Debugging Common Issues in Hudi Workflows

Apache Hudi is a powerful lakehouse framework that supports upserts, incremental processing, and time-travel analytics. But as with any complex system, users can encounter a variety of issues during ingestion, compaction, or querying—especially when dealing with large-scale datasets and streaming pipelines.

This post outlines common issues in Hudi workflows, provides practical debugging tips, and offers guidance on how to monitor and stabilize your data pipelines in production.

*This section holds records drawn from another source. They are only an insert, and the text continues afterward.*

Issue #587, opened 2026-07-02
[Feature Request] Error Reporting for Failed Requests


shaigrt:
Background

During inference runs, requests may fail for various reasons: server timeouts, malformed context, model output parsing errors, etc. Per-request error details (error_type, error_msg) are available but require explicit opt-in via report_config.request_lifecycle.per_request: true, which produces a raw per-request file.

Problem

Even with the per-request report enabled, users are left with a flat list of individual request errors — there is no aggregation or grouping by error type. At scale, where hundreds or thousands of requests may fail, manually deriving a meaningful failure summary from this data is impractical. Users have no out-of-the-box way to answer what went wrong and how often.

This gap is especially acute for otel-trace replays: a run that replays thousands of production traces may produce failures distributed across multiple error categories (e.g., context length exceeded, tool call parse errors, timeouts), and without aggregation it is impossible to tell whether failures are concentrated in a specific pattern or broadly distributed.

Proposal

Add an error report that aggregates failures by error type and surfaces a concise grouped summary alongside the existing reports, applicable to all workload types.

Bslabe123:
I'm investigating a related problem with streaming requests that terminate too early being undesirable (i.e. stream terminated at the start with <8 tokens returned of 1024 expected) but being classified as successes. To your point the current classification is too coarse, I'll put together a PR that adds a more granular request outcome taxonomy and I'll have an update for you by the next inference-perf sync (Jul 9) at the latest, will post updates here.

shaigrt:
Hi @Bslabe123,

We've already implemented a solution and have a PR ready: https://github.com/kubernetes-sigs/inference-perf/pull/601. The implementation adds a dedicated error report that aggregates failures by error type across both session-level and request-level stages, with breakdowns by error category, counts, and sample messages for transparency. This gives users a clear, out-of-the-box failure summary without needing to dig through raw per-request files.

PR #747, opened 2026-08-19
fix: explain worker process crashes instead of one context-free log line

### LINKED ISSUE #593: Bug: Worker process crashes produce no diagnostic output
# Bug: Worker process crashes produce no diagnostic output

## Description

When a worker subprocess dies (e.g., from a pickling error, unhandled exception, or segfault), the only log message is `"A worker process died unexpectedly!"`. No traceback, exit code, or stderr is captured from the dead subprocess. This makes debugging extremely difficult — the user has no idea what went wrong.

## Reproduce

Trigger any worker crash (e.g., Issue 1's pickling bug):

```bash
cat > /tmp/prompts.json << 'EOF'
[
  {"conversations": [{"from": "human", "value": "Hello"}, {"from": "gpt", "value": "Hi"}]}
]
EOF

cat > /tmp/config-issue5.yml << 'EOF'
load:
  type: constant
  num_workers: 1
  stages:
  - rate: 1
    duration: 10
api:
  type: chat
  streaming: true
server:
  type: vllm
  model_name: any-model
  ignore_eos: false
tokenizer:
data:
  type: shareGPT
  path: /tmp/prompts.json
EOF

inference-perf --config_file /tmp/config-issue5.yml
```

## Actual Output

```
ERROR inference_perf.loadgen.load_generator - A worker process died unexpectedly!
```

No traceback. No exit code. No indication of what failed.

## Expected

At minimum, log the worker's exit code. Ideally, capture and surface the worker's traceback:

```
ERROR inference_perf.loadgen.load_generator - Worker 0 died with exit code 1:
    File ".../load_generator.py", line 289, in run
      run(self.loop())
    ...
  TypeError: cannot pickle 'generator' object
```

## Suggested Fix

```python
# Current code (load_generator.py:808-810):
if self.workers and len([w for w in self.workers if w.is_alive()]) < self.num_workers:
    logger.error("A worker process died unexpectedly!")

# Improved:
dead_workers = [w for w in self.workers if not w.is_alive() and w.exitcode is not None]
for w in dead_workers:
    logger.error(f"Worker {w.id} died with exit code {w.exitcode}")
```

For full traceback capture, wrap the worker's `run()` in try/except and write to a shared `multiprocessing.Queue` or a temp file that the parent reads on failure.

## Location

`inference_perf/loadgen/load_generator.py:808-810`

Bslabe123:
Closes #593.

## Problem

A worker dying from an unhandled exception produced exactly one line:

```
ERROR inference_perf.loadgen.load_generator - A worker process died unexpectedly!
```

No worker id, no exit code, no traceback, and no way to separate a segfault from a bug in the data generator. #662 made the run survive a dead worker. It did not make the loss explicable.

## What changed

**The catch-all covers the whole worker body.** `Worker.run()` is now a wrapper around `_run()`. The previous entry point would have left a failure during numpy seeding or uvloop policy installation uncaught, which is the same silent-crash class the issue is about.

**The worker reports before it dies.** It logs the exception locally and hands the parent a `WorkerCrash` (worker id, stage, exception type, message, traceback, in-flight count). The channel is `mp.SimpleQueue`, which writes straight to the pipe, so the record is not lost to an unflushed feeder thread when the process exits immediately after.

**The parent explains what it lost.** `collect_worker_failures()` pairs each dead worker with its record, at both detection sites (`run_stage` and `run_session_stage`). Output now reads:

```
ERROR Worker 0 exited with code 1 after an unhandled RuntimeError during stage 0
      with 3 request(s) in flight run-wide: cannot pickle 'generator' object
      ...
```

The in-flight counter is shared by every worker, so it is labelled run-wide. A worker that died before pulling its first request reads `before serving any stage`. A worker killed by a signal never reports, so the exit code is the only evidence: `-9` is decoded to `SIGKILL` and the text says plainly that no traceback exists rather than implying one was lost.

**The policy is #662's, not this PR's.** Losing a worker fails the stage it happened in, `_respawn_worker` starts a replacement at the boundary and forwards the crash channel to it, and the run continues. Failures accumulate in `LoadGenerator.worker_failures`.

## Comparability

A stage that lost a worker did not offer the configured load, so it is not comparable with the stages around it or with a clean run. That caveat is carried by #740 as `inference_perf_workers_lost_total{stage,cause}`, incremented at stage end, with the HELP text and the generated doc row stating it. #740 is `[PENDING: #747]`.

## Tests

`tests/required/loadgen/test_worker_crash_diagnostics.py`, 7 cases: the four description shapes (traceback, crash before any stage, signal death, clean early exit), record-to-worker pairing including live and never-started workers, exit codes with no crash channel available, and an end-to-end case that crashes a real worker process across two stages and asserts both stages run, both are marked `FAILED`, and both failures are attributed to worker 0 with its traceback.

## Scope and follow-ups

- **Non-zero `main.py` exit is out of scope here.** `worker_failures` is populated but nothing outside the load generator reads it yet. Wiring it into an exit code, plus report and summary attribution, belongs with the #587/#601 taxonomy and not with this PR.
- **forkserver is a separate failure mode.** On Python 3.14, which defaults to forkserver on Linux, a worker that cannot be constructed fails in the parent during process startup, not in the child, so no child-side handler sees it. The end-to-end test forces `fork` for that reason and restores the previous start method unconditionally. This is the #526 interaction the issue anticipated and it needs its own pass.
- The queue-get path in `Worker.loop()` swallows exceptions at INFO level and continues. Left alone here, but it is adjacent silent-failure surface.

### DIFF
--- a/inference_perf/loadgen/load_generator.py
+++ b/inference_perf/loadgen/load_generator.py
@@ -56,6 +56,7 @@ else:
 from typing import List, Tuple, Optional, NamedTuple, Union, Set, Dict
 from types import FrameType
 import time
+import traceback
 import multiprocessing as mp
 from queue import Empty
 from multiprocessing.synchronize import Barrier as SyncBarrier, Event as SyncEvent
@@ -88,6 +89,74 @@ class RequestQueueData(NamedTuple):
     lora_adapter: Optional[str]
 
 
+class WorkerCrash(NamedTuple):
+    """What a worker managed to record about its own unhandled exception before dying."""
+
+    worker_id: int
+    stage_id: Optional[int]
+    exc_type: str
+    message: str
+    traceback_text: str
+    in_flight: int
+
+
+class WorkerFailure(NamedTuple):
+    """A worker that is no longer alive, with whatever the parent can say about why."""
+
+    worker_id: int
+    exitcode: Optional[int]
+    crash: Optional[WorkerCrash]
+
+    def describe(self) -> str:
+        if self.exitcode is not None and self.exitcode < 0:
+            try:
+                signame = signal.Signals(-self.exitcode).name
+            except ValueError:
+                signame = f"signal {-self.exitcode}"
+            cause = f"was killed by {signame}"
+        elif self.exitcode == 0:
+            cause = "exited cleanly before the stage finished"
+        else:
+            cause = f"exited with code {self.exitcode}"
+        if self.crash is not None:
+            return (
+                f"Worker {self.worker_id} {cause} after an unhandled "
+                f"{self.crash.exc_type} during stage {self.crash.stage_id} "
+                f"with {self.crash.in_flight} request(s) in flight: {self.crash.message}\n"
+                f"{self.crash.traceback_text.rstrip()}"
+            )
+        return (
+            f"Worker {self.worker_id} {cause} without reporting a Python traceback (segfault, OOM kill, or forced termination)"
+        )
+
+
+def collect_worker_failures(
+    workers: List["Worker"],
+    crash_queue: Optional["mp.SimpleQueue[WorkerCrash]"],
+) -> List[WorkerFailure]:
+    """Pair every dead worker with its crash record, if the worker lived long enough to send one.
+
+    A worker killed by a signal never reports, so exitcode is the only evidence
+    available for that case and the record is None.
+    """
+    crashes: Dict[int, WorkerCrash] = {}
+    if crash_queue is not None:
+        while True:
+            try:
+                if crash_queue.empty():
+                    break
+                record = crash_queue.get()
+            except (OSError, EOFError, ValueError):
+                break
+            crashes[record.worker_id] = record
+    failures = []
+    for worker in workers:
+        if worker.is_alive() or worker.exitcode is None:
+            continue
+        failures.append(WorkerFailure(worker_id=worker.id, exitcode=worker.exitcode, crash=crashes.get(worker.id)))
+    return failures
+
+
 class Worker(mp.Process):
     def __init__(
         self,
@@ -104,6 +173,7 @@ class Worker(mp.Process):
         shared_max_concurrency: Optional["Synchronized[int]"],
         base_seed: int,
         stage_barrier: Optional[SyncBarrier] = None,
+        crash_queue: Optional["mp.SimpleQueue[WorkerCrash]"] = None,
     ):
         super().__init__(daemon=True)  # kill worker process if main process exit unexpected
         self.id = id
@@ -120,6 +190,10 @@ class Worker(mp.Process):
         self.skip = False
         self.base_seed = base_seed
         self.stage_barrier = stage_barrier
+        self.crash_queue = crash_queue
+        # Stage this worker is currently serving, reported alongside a crash so the
+        # failure can be attributed to a stage rather than to the run as a whole.
+        self._current_stage_id: Optional[int] = None
         # Snapshot the parent's effective root log level so the worker
         # interpreter (which under forkserver/spawn does not inherit the
         # parent's basicConfig) can configure its own handler to surface
@@ -163,6 +237,8 @@ class Worker(mp.Process):
                     # Use partial to pass named arg
                     get = partial(self.request_queue.get, timeout=timeout)
                     item = await event_loop.run_in_executor(None, get)
+                    if item is not None:
+                        self._current_stage_id = item.stage_id
                     if item is None:
                         self.request_queue.task_done()
                         semaphore.release()
@@ -266,6 +342,17 @@ class Worker(mp.Process):
         logger.debug(f"[Worker {self.id}] stopped")
 
     def run(self) -> None:
+        """Entry point in the worker process. Nothing below may escape unexplained."""
+        try:
+            self._run()
+        except BaseException as exc:
+            # Without this the process dies with the traceback on its own stderr,
+            # which races the parent's terminate() and is attributed to no worker.
+            # Record it first, then re-raise so the exit code still reflects the failure.
+            self._report_crash(exc)
+            raise
+
+    def _run(self) -> None:
         # forkserver/spawn workers start from a fresh interpreter without the
         # parent's logging.basicConfig, so logger.info() calls are silently
         # dropped by the lastResort handler (WARNING+). Install a minimal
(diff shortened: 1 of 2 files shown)


yangligt2 (changes requested):
Verified locally on head `37cfd25`: all 6 tests pass (macOS, `fork`), the `run()`/`_run()` catch-all covers numpy seeding and uvloop policy installation, and `SIG_IGN` for SIGINT in `_run` prevents Ctrl+C from producing spurious crash records. The `mp.SimpleQueue` choice is correct: `put` writes to the pipe synchronously with no feeder thread, and the record is written before the re-raise, so it is always readable once the parent observes the exit code.

Requesting changes on three points.

### 1. #662 merged; the resolution the PR body asked for is now determined

The body correctly identified the overlap with #662 and named the open policy question. #662 merged as [8a47ff6](https://github.com/kubernetes-sigs/inference-perf/commit/8a47ff6) on 2026-09-02, so that question is settled in `main`: a dead worker is respawned between stages and the run continues with the affected stage marked `FAILED` ([load_generator.py#L952-L977](https://github.com/kubernetes-sigs/inference-perf/blob/8a47ff6/inference_perf/loadgen/load_generator.py#L952-L977)). GitHub now reports this PR as conflicting.

Consequences for the rebase:

- The diagnostics rebase cleanly, as predicted. #662 did not modify `Worker.run()`. `WorkerCrash`, `WorkerFailure`, `collect_worker_failures`, the crash channel, and the `run()`/`_run()` wrapper carry over unchanged. `main` still emits the context-free line at [load_generator.py#L1086](https://github.com/kubernetes-sigs/inference-perf/blob/8a47ff6/inference_perf/loadgen/load_generator.py#L1086), and the respawn warning at [load_generator.py#L972](https://github.com/kubernetes-sigs/inference-perf/blob/8a47ff6/inference_perf/loadgen/load_generator.py#L972) is a second natural consumer of `failure.describe()`.
- The rendezvous skip ([load_generator.py#L971-L979](https://github.com/kubernetes-sigs/inference-perf/blob/37cfd25/inference_perf/loadgen/load_generator.py#L971-L979)) has no rebase target. #662 removed `stage_barrier` and replaced it with `stage_boundary_seq` plus a bounded, liveness-aware `_teardown_stage`.
- The stop-the-run break ([load_generator.py#L1234-L1240](https://github.com/kubernetes-sigs/inference-perf/blob/37cfd25/inference_perf/loadgen/load_generator.py#L1234-L1240)) would revert a merged design decision. If you still hold the run-invalidating position, please open a follow-up issue against the respawn behavior in `main` rather than re-landing it through this rebase.

### 2. Signal deaths still hang the run (independent of #662)

The body states the run stops instead of hanging. That holds for Python-exception crashes only. Reproduction on this branch: `num_workers=1`, `MockModelServerClient(mock_latency=60)`, `SIGKILL` the worker at t=4s while it holds pulled requests. Output sequence: the new diagnostics (`Worker 0 was killed by SIGKILL without reporting a Python traceback`), then the barrier-skip warning, then a permanent block. A `faulthandler` dump after 40s shows the main thread in `JoinableQueue.join` via `request_queue.join()` at [load_generator.py#L983](https://github.com/kubernetes-sigs/inference-perf/blob/37cfd25/inference_perf/loadgen/load_generator.py#L983).

Cause: a signal-killed worker executed `get()` on items it never acknowledged with `task_done()`. `drain()` only acknowledges items still enqueued, so the channel's unfinished count never reaches zero. The exception-crash path terminates only because `schedule_client`'s `finally` runs `task_done()` during event-loop shutdown before the process exits. The OOM-kill case that `describe()` explicitly distinguishes in text is therefore still a hang in control flow.

On `main` this `join()` no longer exists in this form: #662 gives the respawned worker a fresh channel for exactly this reason. That is a further argument for adopting the `main` teardown on rebase rather than porting the skip.

### 3. Smaller items

- `in_flight` is run-wide, not per-worker. `active_requests_counter` is a single shared `mp.Value` across all workers, and `describe()` renders it as the crashing worker's count ([load_generator.py#L381-L384](https://github.com/kubernetes-sigs/inference-perf/blob/37cfd25/inference_perf/loadgen/load_generator.py#L381-L384)). Either relabel it as run-wide or track a per-worker counter. The e2e test uses `num_workers=1`, so the discrepancy is invisible there.
- `during stage None`. A crash before the first `get()` (the e2e test's own scenario, visible in its log output) renders `during stage None`. Suggest `before serving any stage` when `stage_id is None`.
- Detection ([L945](https://github.com/kubernetes-sigs/inference-perf/blob/37cfd25/inference_perf/loadgen/load_generator.py#L945)) keys on alive-count `< num_workers`; the skip ([L972](https://github.com/kubernetes-sigs/inference-perf/blob/37cfd25/inference_perf/loadgen/load_generator.py#L972)) keys on `worker_failures` being non-empty; `collect_worker_failures` excludes workers with `exitcode is None`. If detection fires with an empty `failures` list, the code logs the fallback error and still enters `stage_barrier.wait()`. Moot after rebase, noted for completeness.
- `TestWorkerCrashEndToEnd.setUp` captures `mp.get_start_method(allow_none=True)`. When that returns `None`, `tearDown` skips restoration and leaves `fork` forced for the remainder of the pytest process. Capture without `allow_none` so restoration is unconditional.
- The body says the PR stays `[WIP]` until non-zero `main.py` exit lands, but the PR is not a draft and carries `approved`. Please convert to draft or update the body.

Bslabe123:
Dropped the stop-the-run break: the stage fails, main respawns, the run continues. The run-invalidating argument moved into #740 instead of an issue, as `inference_perf_workers_lost_total{stage,cause}` incremented at stage end, where the HELP text and the generated doc row carry the comparability caveat; #740 is now `[PENDING: #747]`. Your smaller items are all in: `describe()` says "before serving any stage" and labels the in-flight count run-wide, and the end-to-end test restores the previous start method unconditionally. Your §2 repro should be moot on the current head now that `request_queue.join()` is gone after #662, though I have not re-run the SIGKILL case to confirm it.

yangligt2:
Re-verified on head `f1ad110` (rebased onto `4d03e96`, current `main`):

- Diagnostics are wired into both detection sites (`run_stage`, `run_session_stage`) and `_respawn_worker` forwards `crash_queue`. No barrier skip, no run-stop.
- `describe()` renders `before serving any stage` for a startup crash and labels the in-flight count run-wide. Test start-method restore is unconditional.
- SIGKILL case re-run locally, since you noted you had not: `num_workers=1`, `mock_latency=60`, `stage_teardown_grace_seconds=5`, kill at t=4s while the worker holds 4 unacknowledged requests. `mp_run` returned, stage 0 `FAILED`, one failure recorded (`Worker 0 was killed by SIGKILL without reporting a Python traceback`), worker respawned at the boundary. The §2 hang is gone on this head.
- 7/7 tests pass locally (macOS, `fork`).

One item outstanding before `/lgtm`: the PR body still describes the pre-rebase behavior, and it is what the merge record will carry. Specifically:

- "Two hangs closed ... the run stops instead of starting later stages" - the run now continues.
- "6 cases ... asserts the run terminates ... and skips the second stage" - now 7 cases, and the second stage runs and fails.
- "Not stacked on #662, deliberately ... This PR takes invalidating" - the PR is now rebased onto #662 and takes the respawn policy.
- "The PR stays [WIP] until [non-zero `main.py` exit] is in" - the PR is not a draft. Please state whether the exit-code work is out of scope here or still pending.

Please rewrite those sections to match the merged behavior (stage fails, worker respawns, run continues; comparability caveat carried by the #740 metric). I will `/lgtm` once the body is current.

1. Compaction Failures in Merge-On-Read Tables

Problem: Compaction fails or times out.

Symptoms:

Missing base files
Hudi timeline stuck in inflight state
Queries return incomplete data

Solutions:

Check compaction status:
```
hudi-cli
> compactions show all
```

Force compaction cleanup:

hudi-cli
> compaction schedule --table-path s3://my-table
> compaction run

Tune compaction settings:

hoodie.compact.inline = false
hoodie.compact.max.delta.commits = 5

2. Write Operation Errors

Problem: Ingestion job fails with writer exceptions.

Symptoms:

NullPointerException
Task killed due to memory
HudiWriteClient not found

Root Causes:

Mismatch between Hudi version and Spark/Flink version
Insufficient memory for write buffer
Incorrect record key or precombine field

Solutions:

Validate fields in write config:

hoodie.datasource.write.recordkey.field = id
hoodie.datasource.write.precombine.field = ts

Upgrade to compatible Hudi + engine versions

Increase Spark executor memory:

--executor-memory 4g
--conf spark.serializer=org.apache.spark.serializer.KryoSerializer

3. Metadata Table Issues

Problem: Table operations slow or hang due to corrupted metadata.

Symptoms:

Timeouts during file listing
Metadata compaction backlog

Solutions:

Enable metadata cleaning:

hoodie.metadata.clean.automatic = true
hoodie.metadata.compact.async = true

Validate metadata health:
```
hudi-cli
> metadata stats
```
In extreme cases, disable metadata temporarily:
```
hoodie.metadata.enable = false
```

4. Schema Mismatch and Evolution Failures

Problem: Job fails due to schema incompatibility.

Symptoms:

Column not found
SparkAnalysisException or Avro schema mismatch

Root Causes:

Record schema doesn’t match table schema
Missing nullable fields in incoming data

Solutions:

Enable schema validation and auto-evolution:

hoodie.avro.schema.validate = true
hoodie.avro.schema.allow.auto.evolution = true

Maintain versioned schema registry using tools like AWS Glue, Confluent Schema Registry, or Hive Metastore
Compare Avro schemas using hudi-cli or diff tools

5. Querying Issues with Athena or Presto

Problem: Athena returns empty results or errors.

Symptoms:

Table appears empty
Missing partitions
Incorrect file formats

Solutions:

Sync Hudi table to AWS Glue or HMS:

hoodie.datasource.hive_sync.enable = true
hoodie.datasource.hive_sync.mode = glue

For Merge-On-Read tables, ensure latest base and delta files exist
Use Copy-on-Write for Athena compatibility, or convert table type

6. Timeline Corruption or Stuck States

Problem: Ingestion jobs fail due to corrupted .hoodie timeline.

Symptoms:

.inflight commits remain forever
Rollbacks don’t complete

Solutions:

Manually rollback stuck commits:

hudi-cli
> rollback --commitTime 20241116120010

Clean up partial files and rerun jobs
Use:
```
hoodie.clean.automatic = true
```

7. Small Files Explosion

Problem: High number of small files degrades performance and increases S3 costs.

Solutions:

Increase small file size limit:

hoodie.parquet.small.file.limit = 134217728  # 128MB

Enable clustering or compaction:

hoodie.clustering.inline = true
hoodie.clustering.plan.strategy.class = org.apache.hudi.client.clustering.plan.strategy.SparkSizeBasedClusteringPlanStrategy

8. Memory Issues in Large Ingest Jobs

Problem: Jobs get killed or OOM errors during write phase.

Tips:

Use Kryo serializer:

--conf spark.serializer=org.apache.spark.serializer.KryoSerializer

Increase executor memory and cores:

--executor-memory 8g
--executor-cores 4

Control commit frequency:

hoodie.bulkinsert.shuffle.parallelism = 200

Conclusion

Debugging Hudi workflows requires a solid understanding of its internal components—metadata table, write operations, compaction, and table timeline. Whether you’re running Spark or Flink, these common errors can be quickly identified and resolved with the right configuration, tooling, and monitoring practices.

Following these best practices helps you stabilize production pipelines, reduce ingestion failures, and deliver reliable lakehouse data at scale.